** Data records follows **

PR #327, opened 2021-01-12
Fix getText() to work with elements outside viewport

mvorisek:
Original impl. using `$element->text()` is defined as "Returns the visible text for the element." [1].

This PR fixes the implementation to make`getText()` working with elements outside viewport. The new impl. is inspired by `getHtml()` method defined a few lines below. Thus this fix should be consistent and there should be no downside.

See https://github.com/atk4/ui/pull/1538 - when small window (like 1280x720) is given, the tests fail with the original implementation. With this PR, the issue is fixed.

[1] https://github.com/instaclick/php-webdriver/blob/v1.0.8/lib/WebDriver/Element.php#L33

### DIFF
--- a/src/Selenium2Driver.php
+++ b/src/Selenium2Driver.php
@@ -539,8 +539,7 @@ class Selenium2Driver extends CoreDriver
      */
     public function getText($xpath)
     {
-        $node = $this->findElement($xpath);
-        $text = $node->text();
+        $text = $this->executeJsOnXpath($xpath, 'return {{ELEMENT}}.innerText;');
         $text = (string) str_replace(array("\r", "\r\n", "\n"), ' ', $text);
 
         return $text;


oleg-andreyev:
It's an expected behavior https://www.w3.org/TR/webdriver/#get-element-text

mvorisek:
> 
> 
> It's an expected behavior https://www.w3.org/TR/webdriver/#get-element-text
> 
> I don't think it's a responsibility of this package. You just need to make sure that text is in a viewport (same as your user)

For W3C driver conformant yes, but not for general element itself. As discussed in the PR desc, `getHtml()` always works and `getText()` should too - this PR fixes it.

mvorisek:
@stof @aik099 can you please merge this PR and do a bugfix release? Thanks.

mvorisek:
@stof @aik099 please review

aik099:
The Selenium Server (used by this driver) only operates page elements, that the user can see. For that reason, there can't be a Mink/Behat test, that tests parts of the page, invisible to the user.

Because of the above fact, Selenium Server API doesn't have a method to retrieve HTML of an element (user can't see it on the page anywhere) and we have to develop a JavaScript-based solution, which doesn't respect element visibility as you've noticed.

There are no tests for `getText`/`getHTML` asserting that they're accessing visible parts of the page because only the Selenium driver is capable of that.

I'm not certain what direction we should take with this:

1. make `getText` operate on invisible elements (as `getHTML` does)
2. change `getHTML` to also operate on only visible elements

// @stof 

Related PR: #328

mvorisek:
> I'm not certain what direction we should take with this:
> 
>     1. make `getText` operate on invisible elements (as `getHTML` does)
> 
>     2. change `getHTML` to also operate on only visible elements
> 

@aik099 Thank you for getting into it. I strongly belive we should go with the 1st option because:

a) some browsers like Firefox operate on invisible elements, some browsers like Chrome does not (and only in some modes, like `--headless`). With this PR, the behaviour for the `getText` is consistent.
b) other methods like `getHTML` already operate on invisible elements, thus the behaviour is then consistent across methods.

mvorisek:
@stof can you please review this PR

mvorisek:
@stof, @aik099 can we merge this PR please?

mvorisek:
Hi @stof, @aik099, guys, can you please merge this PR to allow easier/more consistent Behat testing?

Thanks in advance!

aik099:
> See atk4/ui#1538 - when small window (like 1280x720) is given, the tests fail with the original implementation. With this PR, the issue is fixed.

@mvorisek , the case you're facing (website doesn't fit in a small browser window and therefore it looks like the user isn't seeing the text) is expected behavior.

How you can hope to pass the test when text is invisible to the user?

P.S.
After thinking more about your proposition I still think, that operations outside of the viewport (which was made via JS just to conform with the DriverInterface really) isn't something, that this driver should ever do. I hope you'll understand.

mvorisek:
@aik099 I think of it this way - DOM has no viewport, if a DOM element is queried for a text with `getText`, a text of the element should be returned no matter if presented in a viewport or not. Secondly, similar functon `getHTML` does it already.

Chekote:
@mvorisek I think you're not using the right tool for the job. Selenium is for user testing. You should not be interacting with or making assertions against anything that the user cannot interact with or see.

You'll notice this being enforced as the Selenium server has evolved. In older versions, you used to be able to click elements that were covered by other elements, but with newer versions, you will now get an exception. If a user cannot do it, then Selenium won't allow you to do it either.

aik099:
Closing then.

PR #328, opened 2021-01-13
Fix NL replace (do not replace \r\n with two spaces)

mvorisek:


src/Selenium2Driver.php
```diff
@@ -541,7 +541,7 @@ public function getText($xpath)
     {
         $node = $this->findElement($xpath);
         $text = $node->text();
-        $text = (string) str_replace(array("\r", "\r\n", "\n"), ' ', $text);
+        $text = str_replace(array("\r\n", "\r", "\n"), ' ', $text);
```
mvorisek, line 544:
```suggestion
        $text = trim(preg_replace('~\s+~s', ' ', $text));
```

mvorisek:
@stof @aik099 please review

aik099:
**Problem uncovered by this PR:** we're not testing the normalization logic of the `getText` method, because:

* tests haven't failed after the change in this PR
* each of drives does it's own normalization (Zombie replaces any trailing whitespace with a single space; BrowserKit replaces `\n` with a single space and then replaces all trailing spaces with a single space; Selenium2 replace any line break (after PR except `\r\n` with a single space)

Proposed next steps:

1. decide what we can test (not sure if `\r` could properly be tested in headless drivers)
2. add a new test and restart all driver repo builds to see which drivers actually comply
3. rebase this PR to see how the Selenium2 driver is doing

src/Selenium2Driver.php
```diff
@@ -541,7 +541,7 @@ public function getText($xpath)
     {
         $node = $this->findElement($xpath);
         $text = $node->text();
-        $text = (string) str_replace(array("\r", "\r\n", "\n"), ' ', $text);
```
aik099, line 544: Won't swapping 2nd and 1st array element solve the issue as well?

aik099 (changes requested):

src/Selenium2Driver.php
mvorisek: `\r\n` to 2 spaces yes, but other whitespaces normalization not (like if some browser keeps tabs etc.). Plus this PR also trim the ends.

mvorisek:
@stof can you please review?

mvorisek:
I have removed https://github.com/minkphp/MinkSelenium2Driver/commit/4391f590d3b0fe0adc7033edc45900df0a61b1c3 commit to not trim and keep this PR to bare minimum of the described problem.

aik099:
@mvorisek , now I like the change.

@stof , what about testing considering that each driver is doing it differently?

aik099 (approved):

** End of Data records **

[The problem] What you return must match the records exactly, line for line.

[Written response]
PR #327, opened 2021-01-12
Fix getText() to work with elements outside viewport

mvorisek:
Original impl. using `$element->text()` is defined as "Returns the visible text for the element." [1].

This PR fixes the implementation to make`getText()` working with elements outside viewport. The new impl. is inspired by `getHtml()` method defined a few lines below. Thus this fix should be consistent and there should be no downside.

See https://github.com/atk4/ui/pull/1538 - when small window (like 1280x720) is given, the tests fail with the original implementation. With this PR, the issue is fixed.

[1] https://github.com/instaclick/php-webdriver/blob/v1.0.8/lib/WebDriver/Element.php#L33

### DIFF
--- a/src/Selenium2Driver.php
+++ b/src/Selenium2Driver.php
@@ -539,8 +539,7 @@ class Selenium2Driver extends CoreDriver
      */
     public function getText($xpath)
     {
-        $node = $this->findElement($xpath);
-        $text = $node->text();
+        $text = $this->executeJsOnXpath($xpath, 'return {{ELEMENT}}.innerText;');
         $text = (string) str_replace(array("\r", "\r\n", "\n"), ' ', $text);
 
         return $text;


oleg-andreyev:
It's an expected behavior https://www.w3.org/TR/webdriver/#get-element-text

mvorisek:
> 
> 
> It's an expected behavior https://www.w3.org/TR/webdriver/#get-element-text
> 
> I don't think it's a responsibility of this package. You just need to make sure that text is in a viewport (same as your user)

For W3C driver conformant yes, but not for general element itself. As discussed in the PR desc, `getHtml()` always works and `getText()` should too - this PR fixes it.

mvorisek:
@stof @aik099 can you please merge this PR and do a bugfix release? Thanks.

mvorisek:
@stof @aik099 please review

aik099:
The Selenium Server (used by this driver) only operates page elements, that the user can see. For that reason, there can't be a Mink/Behat test, that tests parts of the page, invisible to the user.

Because of the above fact, Selenium Server API doesn't have a method to retrieve HTML of an element (user can't see it on the page anywhere) and we have to develop a JavaScript-based solution, which doesn't respect element visibility as you've noticed.

There are no tests for `getText`/`getHTML` asserting that they're accessing visible parts of the page because only the Selenium driver is capable of that.

I'm not certain what direction we should take with this:

1. make `getText` operate on invisible elements (as `getHTML` does)
2. change `getHTML` to also operate on only visible elements

// @stof 

Related PR: #328

mvorisek:
> I'm not certain what direction we should take with this:
> 
>     1. make `getText` operate on invisible elements (as `getHTML` does)
> 
>     2. change `getHTML` to also operate on only visible elements
> 

@aik099 Thank you for getting into it. I strongly belive we should go with the 1st option because:

a) some browsers like Firefox operate on invisible elements, some browsers like Chrome does not (and only in some modes, like `--headless`). With this PR, the behaviour for the `getText` is consistent.
b) other methods like `getHTML` already operate on invisible elements, thus the behaviour is then consistent across methods.

mvorisek:
@stof can you please review this PR

mvorisek:
@stof, @aik099 can we merge this PR please?

mvorisek:
Hi @stof, @aik099, guys, can you please merge this PR to allow easier/more consistent Behat testing?

Thanks in advance!

aik099:
> See atk4/ui#1538 - when small window (like 1280x720) is given, the tests fail with the original implementation. With this PR, the issue is fixed.

@mvorisek , the case you're facing (website doesn't fit in a small browser window and therefore it looks like the user isn't seeing the text) is expected behavior.

How you can hope to pass the test when text is invisible to the user?

P.S.
After thinking more about your proposition I still think, that operations outside of the viewport (which was made via JS just to conform with the DriverInterface really) isn't something, that this driver should ever do. I hope you'll understand.

mvorisek:
@aik099 I think of it this way - DOM has no viewport, if a DOM element is queried for a text with `getText`, a text of the element should be returned no matter if presented in a viewport or not. Secondly, similar functon `getHTML` does it already.

Chekote:
@mvorisek I think you're not using the right tool for the job. Selenium is for user testing. You should not be interacting with or making assertions against anything that the user cannot interact with or see.

You'll notice this being enforced as the Selenium server has evolved. In older versions, you used to be able to click elements that were covered by other elements, but with newer versions, you will now get an exception. If a user cannot do it, then Selenium won't allow you to do it either.

aik099:
Closing then.

PR #328, opened 2021-01-13
Fix NL replace (do not replace \r\n with two spaces)

mvorisek:


src/Selenium2Driver.php
```diff
@@ -541,7 +541,7 @@ public function getText($xpath)
     {
         $node = $this->findElement($xpath);
         $text = $node->text();
-        $text = (string) str_replace(array("\r", "\r\n", "\n"), ' ', $text);
+        $text = str_replace(array("\r\n", "\r", "\n"), ' ', $text);
```
mvorisek, line 544:
```suggestion
        $text = trim(preg_replace('~\s+~s', ' ', $text));
```

mvorisek:
@stof @aik099 please review

aik099:
**Problem uncovered by this PR:** we're not testing the normalization logic of the `getText` method, because:

* tests haven't failed after the change in this PR
* each of drives does it's own normalization (Zombie replaces any trailing whitespace with a single space; BrowserKit replaces `\n` with a single space and then replaces all trailing spaces with a single space; Selenium2 replace any line break (after PR except `\r\n` with a single space)

Proposed next steps:

1. decide what we can test (not sure if `\r` could properly be tested in headless drivers)
2. add a new test and restart all driver repo builds to see which drivers actually comply
3. rebase this PR to see how the Selenium2 driver is doing

src/Selenium2Driver.php
```diff
@@ -541,7 +541,7 @@ public function getText($xpath)
     {
         $node = $this->findElement($xpath);
         $text = $node->text();
-        $text = (string) str_replace(array("\r", "\r\n", "\n"), ' ', $text);
```
aik099, line 544: Won't swapping 2nd and 1st array element solve the issue as well?

aik099 (changes requested):

src/Selenium2Driver.php
mvorisek: `\r\n` to 2 spaces yes, but other whitespaces normalization not (like if some browser keeps tabs etc.). Plus this PR also trim the ends.

mvorisek:
@stof can you please review?

mvorisek:
I have removed https://github.com/minkphp/MinkSelenium2Driver/commit/4391f590d3b0fe0adc7033edc45900df0a61b1c3 commit to not trim and keep this PR to bare minimum of the described problem.

aik099:
@mvorisek , now I like the change.

@stof , what about testing considering that each driver is doing it differently?

aik099 (approved):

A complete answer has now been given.